Le Portugal : la conquête de l’Afrique grâce à l’esclavage à partir de 1375 C’est l’époque de la Renaissance (1300 – 1600 apr. J-C) en Occident qui marque l’entrée des Européens à l’exploitation de la main-d’oeuvre servile. Avec l’essor des techniques de navigation en haute mer et l’invention de la caravelle, une embarcation révolutionnaire à bords élevés pour affronter les tempêtes et à faible tirant d’eau pour aborder les côtes, le Portugal se lance activement le premier, à partir de 1375, à la conquête de l’Afrique en dessous des zones occupées par l’Empire arabe. Le financement de ce commerce florissant et de la mise en oeuvre d’une agriculture industrielle pour la canne à sucre, le café et le cacao, a nécessité le développement de la première phase du capitalisme avec la création des banques et des assurances. Contournant les musulmans en Méditerranée, les navigateurs portugais, qui convoitent l’or du continent, reviennent avec des milliers d’esclaves, issus notamment du royaume Kongo, pour exploiter les mines d’or et les fermes industrielles.

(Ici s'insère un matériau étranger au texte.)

PR #15709, opened 2026-04-24
fix(core): match provider-executed tool results by toolName when toolCallId mismatches

### LINKED ISSUE #15706: [BUG] file_search tool-results dropped when combined with any other tool → "Corrupted tool call context" on next turn (Gemini 3)
## Describe the Bug

Gemini 3 officially supports combining `file_search` with function-calling tools ([docs](https://ai.google.dev/gemini-api/docs/tool-combination)). Through Mastra, the first turn works, but when any second tool is registered alongside `google.tools.fileSearch`, tool-results from `file_search` are dropped by `MessageMerger.updateToolInvocation` and the next turn fails:

```
AI_APICallError: contents[N].parts[0]: Corrupted tool call context.
status: 400 INVALID_ARGUMENT
```

On the turn `file_search` runs, Mastra logs one or more:

```
updateToolInvocation: no matching tool call found for toolCallId=<id>
```

Each warning is a dropped `file_search` result — the corresponding tool-call was already in `this.messages` but the arriving result's `toolCallId` did not match, so the result was never appended. The persisted assistant message ends up with a tool-call whose state never advances to `result`; on the next turn the replay to Gemini is therefore incomplete.

### Notes

- `@mastra/core@1.27.0` already sets `includeServerSideToolInvocations: true` and forwards `thoughtSignature`, so the combined-tools request itself is configured correctly — which matches the first turn succeeding.
- Removing the second tool (leaving `file_search` alone) → no warning, both turns succeed.
- Reproduces on both `@mastra/libsql@1.9.0` and `@mastra/pg@1.9.2` → not storage-specific, so not a re-occurrence of #15183.
- Different from the Google-side regression in [this forum thread](https://discuss.ai.google.dev/t/gemini-3-flash-preview-tool-use-with-function-calling-is-unsupported-when-combining-filesearch-with-functiondeclarations-worked-last-week/123341) — that bug rejects the *first* turn; here the first turn works and the *second* fails.

## Steps To Reproduce

**`package.json`**

```json
{
  "type": "module",
  "scripts": { "repro": "tsx --env-file=.env src/repro.ts" },
  "dependencies": {
    "@ai-sdk/google": "3.0.64",
    "@mastra/core": "1.27.0",
    "@mastra/libsql": "1.9.0",
    "@mastra/memory": "1.17.0",
    "zod": "4.3.6"
  },
  "devDependencies": { "tsx": "4.20.3", "typescript": "5.9.2" }
}
```

**`src/repro.ts`**

```ts
import { google } from '@ai-sdk/google'
import { Mastra } from '@mastra/core'
import { Agent } from '@mastra/core/agent'
import { createTool } from '@mastra/core/tools'
import { LibSQLStore } from '@mastra/libsql'
import { Memory } from '@mastra/memory'
import { z } from 'zod'

const GEMINI_API_KEY = process.env.GEMINI_API_KEY!
const FILE_SEARCH_STORE = process.env.FILE_SEARCH_STORE! // e.g. "fileSearchStores/my-store"

// Any second tool triggers the bug — body is never called. Remove it → bug disappears.
const echoTool = createTool({
  id: 'echo',
  description: 'Echoes text. Do not call unless asked.',
  inputSchema: z.object({ text: z.string() }),
  execute: async ({ text }) => ({ echoed: text }),
})

const agent = new Agent({
  id: 'chat',
  name: 'Chat',
  instructions: 'You are a helpful assistant. Use file_search for questions about the user\'s documents.',
  model: { id: 'google/gemini-3-flash-preview', apiKey: GEMINI_API_KEY },
  tools: {
    file_search: google.tools.fileSearch({ fileSearchStoreNames: [FILE_SEARCH_STORE] }),
    echo: echoTool,
  },
  memory: new Memory({
    options: {
      observationalMemory: { model: { id: 'google/gemini-2.5-flash', apiKey: GEMINI_API_KEY } },
    },
  }),
})

const mastra = new Mastra({
  agents: { chat: agent },
  storage: new LibSQLStore({ id: 'repro', url: 'file:./repro.db' }),
})

async function turn(input: string, thread: string) {
  console.log(`\n=== USER: ${input} ===`)
  const s = await mastra.getAgent('chat').stream(input, { memory: { thread, resource: 'u1' } })
  for await (const c of s.textStream) process.stdout.write(c)
  process.stdout.write('\n')
  if (s.error) throw s.error
}

const thread = `repro-${Date.now()}`
await turn('What documents do I have?', thread)
await turn('Tell me more about one of them.', thread)
```

### Run

1. `pnpm install`
2. Create `.env` with `GEMINI_API_KEY` and `FILE_SEARCH_STORE=fileSearchStores/<your-store>` (store must contain at least one indexed document).
3. `pnpm repro`

### Observed output (both tools registered)

```
=== USER: What documents do I have? ===
updateToolInvocation: no matching tool call found for toolCallId=x01etu9p
updateToolInvocation: no matching tool call found for toolCallId=h8jy2s5y
updateToolInvocation: no matching tool call found for toolCallId=1g80qonz
Based on the available information, you have a document titled "manuale whoop.pdf". ...

=== USER: Tell me more about one of them. ===
APICallError2 [AI_APICallError]: contents[1].parts[0]: Corrupted tool call context.
  statusCode: 400, provider: 'google', modelId: 'gemini-3-flash-preview'
```

### Isolation (only `file_search`, fresh db)

```
=== USER: What documents do I have? ===
Based on the available information, you have the following document: **manuale whoop.pdf** ...

=== USER: Tell me more about one of them. ===
The **manuale whoop.pdf** is a detailed user guide for ...

[repro] Both turns completed — bug did NOT reproduce.
```

Inline above (~55 lines, single file). Happy to publish as a standalone repo on request.

## Expected Behavior

Turn 2 completes. Every persisted `tool-call` keeps its matching `tool-result`, including for provider-executed tools like `file_search`, and regardless of how many other tools are registered.

## Environment Information

```
System:
  OS: macOS (Darwin 25.4.0)
Binaries:
  Node: v25.9.0
  pnpm: 10.33.2
npmPackages:
  @ai-sdk/google: 3.0.64
  @mastra/core: 1.27.0
  @mastra/libsql: 1.9.0    (reproduces)
  @mastra/memory: 1.17.0
  @mastra/pg: 1.9.2        (also reproduces)
  zod: 4.3.6
```

- **LLM Provider:** Google Gemini — `gemini-3-flash-preview` (agent), `gemini-2.5-flash` (observational memory).

kagura-agent:
## Fix

Closes #15706

### Problem

When Google's `file_search` (a server-side/provider-executed tool) is combined with any other function-calling tool, `updateToolInvocation` drops the `file_search` results because the `toolCallId` on the result chunk doesn't match the stored call's `toolCallId`. This leaves the assistant message with an incomplete tool call (`state: 'call'`). On the next turn, replaying this to Gemini produces:

```
AI_APICallError: contents[N].parts[0]: Corrupted tool call context.
status: 400 INVALID_ARGUMENT
```

### Root Cause

The Google AI SDK (`@ai-sdk/google`) uses `lastServerToolCallId` to correlate server tool calls with their results. When the API response format changes due to function declarations coexisting with server tools, the `toolCallId` values between `tool-call` and `tool-result` chunks may diverge.

### Solution

Added a fallback in `MessageList.updateToolInvocation()`: when no exact `toolCallId` match is found, search for a provider-executed (`providerExecuted: true`) tool-invocation part with:
1. The same `toolName` as the incoming result
2. Still in `state: 'call'` (hasn't received a result yet)

This safely handles ID mismatches for server-side tools without affecting client-executed tools (which always have stable IDs from the AI SDK).

### Tests

Added 3 new test cases to `update-tool-invocation.test.ts`:
- ✅ Provider-executed tool result matches by `toolName` when `toolCallId` mismatches
- ✅ Fallback does NOT trigger for client-executed tools (preserves existing behavior)
- ✅ Correct tool matched when multiple pending provider-executed calls exist

All 17 tests passing.

## ELI5

When an AI service (like Google) runs a tool internally and sends back the result, it sometimes gives that result a different ID number than expected. This PR fixes that by looking for the tool by its name instead, so the result doesn't get lost. Without this fix, later conversations with the AI would break because the result was never recorded.

## Overview

This PR fixes a bug where tool results from provider-executed tools (such as Google's `file_search`) were being dropped and lost during processing. When the incoming result's `toolCallId` didn't match the stored call's ID—a common occurrence with Google's AI SDK when server-side tools coexist with function-declaration tools—the system logged a warning and discarded the result entirely. This left assistant messages with tool-calls stuck in the `'call'` state, causing subsequent turns to fail with "Corrupted tool call context" errors.

## Changes Made

**Core fix in `message-list.ts`:**
Added a fallback matching mechanism to `updateToolInvocation`. When an exact `toolCallId` match is not found, the method now searches for a provider-executed (`providerExecuted: true`) tool-invocation part that:
- Has the same `toolName` as the incoming result
- Remains in `state: 'call'`

When a match is found, the stored part is updated with the incoming result while preserving any `providerExecuted` flag and `providerMetadata` from the original call if omitted from the incoming chunk. Client-executed tools with stable IDs are not affected by this fallback.

**Test coverage:**
Three new test cases validate the fix:
1. Provider-executed pending tools can be matched and updated by `toolName` even when `toolCallId` mismatches
2. Client-executed pending tools remain unmatched by the fallback, preserving the warning behavior
3. Multiple pending provider-executed calls are correctly disambiguated by `toolName`, with only the matching invocation updated

**Changesets entry:**
Includes a `@mastra/core` patch documenting the fix.

## Result

All 17 tests pass. Tool results from provider-executed services are no longer dropped, allowing subsequent conversation turns to complete successfully without "Corrupted tool call context" errors.

### DIFF
--- a/.changeset/fix-file-search-tool-result-match.md
+++ b/.changeset/fix-file-search-tool-result-match.md
@@ -1,0 +1,16 @@
+---
+'@mastra/core': patch
+---
+
+fix(core): match provider-executed tool results by toolName when toolCallId mismatches
+
+When server-side tools like Google's `file_search` are combined with function-calling tools,
+the Google AI SDK may assign different `toolCallId` values to the tool-call and tool-result
+chunks. This caused `updateToolInvocation` to drop the result, leaving the stored message
+with an incomplete tool call (state stuck at 'call'). On the next turn, replaying this
+incomplete message to Gemini produces a "Corrupted tool call context" error.
+
+Added a fallback in `updateToolInvocation`: when no exact `toolCallId` match is found, search
+for a provider-executed (`providerExecuted: true`) tool-invocation part with the same
+`toolName` that is still in `state: 'call'`. This safely handles ID mismatches for server-side
+tools without affecting client-executed tools which always have stable IDs.
--- a/packages/core/src/agent/message-list/message-list.ts
+++ b/packages/core/src/agent/message-list/message-list.ts
@@ -763,6 +763,57 @@ export class MessageList {
         }
       }
     }
+    // Fallback: match by toolName for provider-executed tools whose toolCallId may differ
+    // between call and result chunks (e.g. Google AI SDK server tools like file_search).
+    const inputToolName = inputPart.toolInvocation.toolName;
+    if (inputToolName) {
+      for (let m = this.messages.length - 1; m >= 0; m--) {
+        const msg = this.messages[m]!;
+        if (msg.role !== 'assistant' || !msg.content?.parts) continue;
+
+        for (let i = 0; i < msg.content.parts.length; i++) {
+          const part = msg.content.parts[i];
+          if (part?.type !== 'tool-invocation') continue;
+          const partWithMeta = part as typeof part & { providerExecuted?: boolean };
+          if (
+            partWithMeta.providerExecuted === true &&
+            part.toolInvocation?.toolName === inputToolName &&
+            part.toolInvocation?.state === 'call'
+          ) {
+            const originalPart = part as typeof part & { providerExecuted?: boolean; providerMetadata?: unknown };
+            const inputPartWithMeta = inputPart as typeof inputPart & {
+              providerExecuted?: boolean;
+              providerMetadata?: unknown;
+            };
+
+            msg.content.parts[i] = {
+              ...inputPart,
+              toolInvocation: {
+                ...inputPart.toolInvocation,
+                args: part.toolInvocation.args,
+              },
+              ...(originalPart.providerExecuted !== undefined && inputPartWithMeta.providerExecuted === undefined
+                ? { providerExecuted: originalPart.providerExecuted }
+                : {}),
+              ...(originalPart.providerMetadata !== undefined && inputPartWithMeta.providerMetadata === undefined
+                ? { providerMetadata: originalPart.providerMetadata }
+                : {}),
+            };
+
+            if (!this.stateManager.isResponseMessage(msg)) {
+              this.stateManager.removeMessage(msg);
+              this.stateManager.addToSource(msg, 'response');
+            }
+
+            this.logger?.debug?.(
+              `updateToolInvocation: matched provider-executed tool by toolName="${inputToolName}" (toolCallId mismatch: expected="${part.toolInvocation.toolCallId}", got="${toolCallId}")`,
+            );
+            return true;
+          }
+        }
+      }
+    }
+
     this.logger?.warn(`updateToolInvocation: no matching tool call found for toolCallId=${toolCallId}`);
     return false;
   }
--- a/packages/core/src/agent/message-list/tests/update-tool-invocation.test.ts
+++ b/packages/core/src/agent/message-list/tests/update-tool-invocation.test.ts
@@ -542,6 +542,125 @@ describe('MessageList.updateToolInvocation', () => {
     expect(part.providerExecuted).toBe(false);
   });
 
+  it('should match provider-executed tool result by toolName when toolCallId mismatches', () => {
+    const messageList = new MessageList();
+
+    const msg = makeAssistantMessage([
+      {
+        type: 'tool-invocation',
+        toolInvocation: {
+          state: 'call',
+          toolCallId: 'tc-call-id',
+          toolName: 'file_search',
+          args: { query: 'test' },
+        },
+        providerExecuted: true,
+      } as any,
+    ]);
+    messageList.add(msg, 'response');
+
+    const updated = messageList.updateToolInvocation({
+      type: 'tool-invocation',
+      toolInvocation: {
+        state: 'result',
+        toolCallId: 'tc-different-id',
+        toolName: 'file_search',
+        args: {},
+        result: { content: [{ type: 'text', text: 'found it' }] },
+      },
+    });
+
+    expect(updated).toBe(true);
+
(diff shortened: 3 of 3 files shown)


intojhanurag:
bro I got exhausted with these Agent PRs .

mikhael28:
@intojhanurag where are these coming from? Did a contributor send their agent to work on this?

intojhanurag:
> @intojhanurag where are these coming from? Did a contributor send their agent to work on this?

These are running as an Openclaw or something on vps may be . And working on multiple PRs across random Repos. And problem is , No real person are assisting they are autonomous .

daniyuu:
Hi, just saw this — sorry about the noise. 

Kagura is my agent, she did real fixes not randomly generated stuff, she tried to do better.

I've stopped all submissions to mastra. If any of those fixes happen to be useful feel free to cherry-pick, otherwise no worries at all.

I am sorry again.

intojhanurag:
> Hi, just saw this — sorry about the noise.
> 
> Kagura is my agent, she did real fixes not randomly generated stuff, she tried to do better.
> 
> I've stopped all submissions to mastra. If any of those fixes happen to be useful feel free to cherry-pick, otherwise no worries at all.
> 
> I am sorry again.

No It is not allowed , If you really want to contribute , Assist AI personally and then raise PR with genuine account . PRs are welcome .

PR #15718, opened 2026-04-24
fix(core): stop agent loop when finishReason is 'length' with pending tool calls

### LINKED ISSUE #15717: [BUG] Agent loop continues after finishReason='length' when pending tool calls exist
## Summary

`hasPendingToolCalls` currently overrides the explicit `finishReason === 'length'` termination path, causing the loop to continue even though the pending tool call was produced from truncated output and is not safely executable.

## Describe the Bug

In `llm-execution-step.ts`, the `shouldContinue` condition in the agentic execution loop keeps the loop running whenever `hasPendingToolCalls` is true, regardless of `finishReason`. This produces a repeated-until-`stopWhen` / `maxSteps` loop when a `tool_use` block is truncated mid-generation due to `max_tokens`:

1. Model starts emitting a `tool_use` with large structured arguments.
2. `max_tokens` is hit mid-generation.
3. The provider returns a truncation stop reason (e.g. Bedrock `stopReason: max_tokens`) → AI SDK maps to `finishReason: 'length'`.
4. The truncated `tool_use` is emitted as a pending tool call with partial / empty / otherwise invalid args, depending on provider behavior and JSON parsing/recovery outcome.
5. `hasPendingToolCalls === true`.
6. `shouldContinue === true` → loop continues.
7. The same prompt + same `maxOutputTokens` → the same truncation.
8. Repeat until `stopWhen` / `maxSteps`.

Each iteration burns tokens (and provider rate-limit budget) and wall-clock time uselessly, because retrying the same LLM call with identical parameters produces identical truncation.

## Affected Code

`packages/core/src/loop/workflows/agentic-execution/llm-execution-step.ts` L1355–L1364 ([permalink](https://github.com/mastra-ai/mastra/blob/main/packages/core/src/loop/workflows/agentic-execution/llm-execution-step.ts#L1355-L1364)):

```ts
// isContinued should be true if:
// - shouldRetry is true (processor requested retry)
// - OR there are non-provider-executed tool calls to process (some LLMs return finishReason 'stop' even with tool calls)
// - OR finishReason indicates more work (e.g., tool-use)
const hasPendingToolCalls = toolCalls && toolCalls.some(tc => !tc.providerExecuted);
const shouldContinue =
  shouldRetry ||
  (!tripwireTriggered && (hasPendingToolCalls || !['stop', 'error', 'length'].includes(finishReason)));
```

The `hasPendingToolCalls` branch short-circuits the explicit `length` exclusion, even though the pending tool calls are known to be truncated when `finishReason === 'length'`.

## Historical Context

- PR #13861 (merged) explicitly excluded `length` from `shouldContinue` to prevent infinite loops when the model hits `max_tokens` (fix for #13012).
- PR #14043 (merged) later added the `hasPendingToolCalls` short-circuit to handle LLMs that return `finishReason: 'stop'` with tool calls pending (e.g. OpenAI gpt-5.3-codex).
- PR #14043's fix did not guard against the `length` case. The regression tests added there cover the `stop + pending tool call` combination, but not `length + pending tool call`, so this regression slipped through.

## Reproduction

1. Configure an agent with a tool whose `inputSchema` requires relatively large structured arguments (thousands of tokens).
2. Set a `maxOutputTokens` low enough that emitting the full `tool_use` will hit it (e.g. ~1000 tokens for a tool whose args need ~10000 tokens).
3. Send a prompt that forces the agent to call that tool with large args.

**Environment**:
- `@mastra/core`: 1.25.0
- `@ai-sdk/amazon-bedrock`: 4.0.96
- Model: Claude Sonnet 4.6 via AWS Bedrock (`/converse-stream`)
- Streaming path (`agent.stream(...)`)

**Observed log** (one `agent.stream` invocation, default `stopWhen = stepCountIs(5)`):

```
step 0: finishReason='tool-calls'   (toolA succeeded)
step 1: finishReason='length'       (toolB truncated)
step 2: finishReason='length'       (toolB truncated)
step 3: finishReason='length'       (toolB truncated)
step 4: finishReason='length'       (toolB truncated)
→ final finishReason: 'length'
```

`tool-call` chunk at step 1 (args for the truncated call collapsed to `{}` in this run):

```json
{"toolCallId":"tooluse_...","toolName":"toolB","args":{}}
```

`tool-result` chunk (Zod validation failed on `{}`):

```json
{
  "error": true,
  "message": "Tool input validation failed for toolB ...",
  "validationErrors": { "fields": { "someId": {}, "items": {} } }
}
```

## Expected Behavior

When `finishReason === 'length'`, the loop should terminate even if there are pending tool calls. In this case, the pending tool calls originate from truncated output and should not keep the loop alive. The caller should observe `finishReason: 'length'` at the top level and can then take appropriate action (e.g. increase `maxOutputTokens` and retry, or surface an error).

## Proposed Fix

Guard the `hasPendingToolCalls` short-circuit against `length`:

```ts
const hasPendingToolCalls = toolCalls && toolCalls.some(tc => !tc.providerExecuted);
const shouldContinue =
  shouldRetry ||
  (!tripwireTriggered && (
    (hasPendingToolCalls && finishReason !== 'length') ||
    !['stop', 'error', 'length'].includes(finishReason)
  ));
```

Rationale:
- `length` strongly implies the `tool_use` arguments are truncated and therefore not executable in the intended form.
- Retrying the same LLM call with identical parameters produces identical truncation; loop continuation is pure waste.
- The original `length` exclusion added in #13861 should be honored for this case.

## Workaround

Consumers can add a `stopWhen` predicate that terminates on a `length` step, but this pushes provider- / loop-specific knowledge to every app:

```ts
stopWhen: [
  stepCountIs(5),
  ({ steps }) => steps.some(s => s.finishReason === 'length'),
]
```

## Related

- #13012 / #13861 — original fix for `length` infinite loops
- #14043 — regression introducing `hasPendingToolCalls` short-circuit

kagura-agent:
## Summary

Fixes #15717

When `max_tokens` truncates a response mid-tool-call, the agent loop now terminates instead of retrying indefinitely.

## Problem

In `llm-execution-step.ts`, the `shouldContinue` condition uses `hasPendingToolCalls || !['stop', 'error', 'length'].includes(finishReason)`. When `finishReason === 'length'` and a truncated tool call is present:

1. `hasPendingToolCalls` is `true` (the truncated tool call exists)
2. The `||` short-circuits — `shouldContinue` becomes `true`
3. The loop retries with the same `max_tokens` → same truncation → infinite loop until `maxSteps`

Each iteration burns tokens and rate-limit budget uselessly.

## Fix

Added a `finishReason !== 'length'` guard so that pending tool calls only continue the loop when the response was **not** truncated:

```typescript
const shouldContinue =
  shouldRetry ||
  (!tripwireTriggered &&
    ((hasPendingToolCalls && finishReason !== 'length') ||
      !['stop', 'error', 'length'].includes(finishReason)));
```

## Tests

Added a test that streams a tool-call with truncated JSON input followed by `finishReason: 'length'`, and verifies `isContinued` is `false`.

All 11 tests in `llm-execution-step.test.ts` pass.

## ELI5 (Explain Like I'm 5)

Imagine a teacher asking a student to write a long answer, but limiting them to only write on a small piece of paper. If the student runs out of space mid-answer, they have an incomplete answer. This PR prevents the teacher from asking the student to try again with the same small paper (which will just get cut off again), and instead stops and tells the student they need a bigger paper first.

## Changes Summary

This PR fixes a bug in the agent execution loop where the loop would continue retrying even when the LLM's response was truncated due to hitting the `max_tokens` limit (`finishReason: 'length'`). If a tool call was emitted but truncated, the loop previously retried with the same parameters, causing repeated truncation and wasted tokens/rate limits until `maxSteps` was reached.

### Root Cause

The loop continuation condition allowed `hasPendingToolCalls` to override the `finishReason === 'length'` check, so pending tool calls could keep the agent loop running even when the output was known to be truncated and unsafe to execute.

### Fix Applied

Refined the `shouldContinue` condition in packages/core/src/loop/workflows/agentic-execution/llm-execution-step.ts so pending tool calls only keep the loop running when `finishReason !== 'length'`:

const shouldContinue =
  shouldRetry ||
  (!tripwireTriggered &&
    ((hasPendingToolCalls && finishReason !== 'length') ||
      !['stop', 'error', 'length'].includes(finishReason)));

This ensures the loop terminates on `'length'` regardless of pending tool calls, preventing repeated truncated retries.

### Test Coverage

Added a unit test that streams a truncated tool-call resulting in `finishReason: 'length'` and verifies `isContinued` is `false` and `reason` is `'length'`. All relevant tests (11 in llm-execution-step.test.ts) pass.

### Files Changed

- .changeset/stop-loop-on-length-truncation.md — release notes
- packages/core/src/loop/workflows/agentic-execution/llm-execution-step.ts — loop continuation guard
- packages/core/src/loop/workflows/agentic-execution/llm-execution-step.test.ts — new test validating the behavior

### DIFF
--- a/.changeset/stop-loop-on-length-truncation.md
+++ b/.changeset/stop-loop-on-length-truncation.md
@@ -1,0 +1,10 @@
+---
+'@mastra/core': patch
+---
+
+fix(core): stop agent loop when finishReason is 'length' with pending tool calls
+
+When `max_tokens` truncates a response mid-tool-call, the agent loop now terminates
+instead of retrying indefinitely. Previously, `hasPendingToolCalls` overrode the
+`finishReason === 'length'` check, causing the same truncation on every iteration
+until `maxSteps` was exhausted.
--- a/packages/core/src/loop/workflows/agentic-execution/llm-execution-step.test.ts
+++ b/packages/core/src/loop/workflows/agentic-execution/llm-execution-step.test.ts
@@ -1083,3 +1083,151 @@ describe('createLLMExecutionStep gateway provider tools', () => {
     expect(assistantMessage?.content.metadata?.provider).toBe('openai');
   });
 });
+
+describe('finishReason length with pending tool calls', () => {
+  let controller: ReadableStreamDefaultController;
+  let messageList: MessageList;
+  let bail: Mock;
+
+  const createIterationInput = (): IterationData => ({
+    messageId: 'msg-0',
+    messages: {
+      all: messageList.get.all.aiV5.model(),
+      user: messageList.get.input.aiV5.model(),
+      nonUser: messageList.get.response.aiV5.model(),
+    },
+    output: {
+      usage: testUsage,
+      steps: [],
+    },
+    metadata: {},
+    stepResult: {
+      reason: 'stop',
+      warnings: [],
+      isContinued: true,
+    },
+  });
+
+  const createExecuteParams = (
+    inputData: IterationData,
+  ): ExecuteFunctionParams<{}, IterationData, any, any, any, any> => ({
+    runId: 'test-run',
+    workflowId: 'test-workflow',
+    mastra: {} as any,
+    requestContext: new RequestContext(),
+    state: {},
+    setState: vi.fn(),
+    retryCount: 1,
+    tracingContext: {} as any,
+    getInitData: vi.fn(),
+    getStepResult: vi.fn(),
+    suspend: vi.fn(),
+    bail,
+    abort: vi.fn(),
+    engine: 'default' as any,
+    abortSignal: new AbortController().signal,
+    writer: new ToolStream({
+      emit: vi.fn(),
+    }).getWriter(controller),
+    inputData,
+    validateSchemas: false,
+    [PUBSUB_SYMBOL]: {} as any,
+    [STREAM_FORMAT_SYMBOL]: undefined,
+  });
+
+  beforeEach(() => {
+    controller = {
+      enqueue: vi.fn(),
+      desiredSize: 1,
+      close: vi.fn(),
+      error: vi.fn(),
+    } as unknown as ReadableStreamDefaultController;
+
+    messageList = new MessageList();
+    messageList.add({ role: 'user', content: 'Generate a large structured output' }, 'input');
+
+    bail = vi.fn(data => data);
+  });
+
+  it('should stop the loop when finishReason is length even with pending tool calls (#15717)', async () => {
+    const tools = {
+      generateReport: {
+        description: 'Generate a report',
+        parameters: { type: 'object' as const, properties: { query: { type: 'string' as const } } },
+        execute: vi.fn(),
+      },
+    };
+
+    const llmExecutionStep = createLLMExecutionStep({
+      agentId: 'test-agent',
+      messageId: 'msg-0',
+      runId: 'test-run',
+      startTimestamp: Date.now(),
+      methodType: 'stream',
+      controller,
+      outputWriter: vi.fn(),
+      messageList,
+      models: [
+        {
+          id: 'test-model',
+          maxRetries: 0,
+          model: {
+            specificationVersion: 'v2' as const,
+            provider: 'mock-provider',
+            modelId: 'mock-model-id',
+            supportedUrls: {},
+            doGenerate: vi.fn(),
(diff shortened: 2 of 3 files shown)


intojhanurag:
No AI serving PRs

Sur l’île de São Tomé, sorte de « laboratoire » de l’esclavage situé au large du Gabon, ils améliorent et organisent les premiers systèmes industriels de plantation sucrière à la rentabilité inégalée, et créent les premières sociétés esclavagistes qui réunissaient les capitaux de plusieurs investisseurs compte tenu de l’ampleur de leur projet : c’est une révolution dans la société de l’époque qui privilégie les petites entreprises artisanales pour défendre des valeurs opposées à l’esclavage. Une nouvelle société de commerçants extrêmement riche voit le jour et affiche avec arrogance ses moyens, tout d’abord au Portugal puis dans toute l’Europe. À partir de 1516, la découverte du Brésil ouvre de nouvelles routes de traite, inaugurant le commerce triangulaire entre les continents – or, esclaves, sucre. Les esclavagistes portugais abandonnent l’île de São Tomé en proie à une guerre civile larvée et déplacent leurs ingénieries au Brésil pour convertir ce pays en immense exploitation agricole industrielle et esclavagiste. L’activité des Portugais attire l’attention et suscite l’émulation des autres pays européens, lesquels ne vont pas tarder à les imiter dans la voie de l’esclavage et de la colonisation (Coquery-Vidrovitch, 2018).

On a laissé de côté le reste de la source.